Of course this shift, while dramatic, is only truly apocalyptic for the music publishing houses themselves, who are going to have to adapt in a similar way, or rest easy in the sunset of their industry.
Perhaps another way the sidelining of the music industry will help the artists - at least the established ones - is in how Radiohead are selling their new album for whatever you want to pay for it. No need for a costly recording contract in their case, or to prop up a nationwide distribution, just sell it digitally, and directly to the listeners.
Now this is classic disintermediation (remember that - the promise of web 1.0) taking out all the Mr 10%s in the chain and just having a relationship direct with the band themselves. Assuming that these types of interactions form an exchange of value between the producer and the consumer, the consumer isn't likely to offer 1p in every case. They will offer a sum of money equal to the value they anticipate to derive from it. The word so far is that this is about £4.
The whole idea of it is very open source, in fact it is highly redolent of a hippy after-club in Leeds called Cabbage where if memory serves, you just paid whatever you wanted to for the tea.

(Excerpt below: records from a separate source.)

PR #352, opened 2022-07-04
Adds tx hashes to block.

joeldudley:

To reply to `eth_getBlockByNumber` requests meaningfully, we need to include the hashes of the txs in the block (so we can know once they've been included).

Functional.

- Adds tx hashes to the RPC block response


tudor-malene (approved):
lgtm

PR #353, opened 2022-07-04
update geth deployment number

otherview:

- points to the newest geth network


BedrockSquirrel (approved):
lgtm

This tipping concept is an idea that is widely used in software development. But it's not as commercially dappy as you might think. No artist today earns £4 on each CD that they sell, I think the figure is more like £1 after the record shop, record label, manager, fruit and flowers fund etc have all taken their cut. So in fact these guys have quadrupled their marginal return and reduced massively the initial outlay they have to make. Now that really is rock n roll.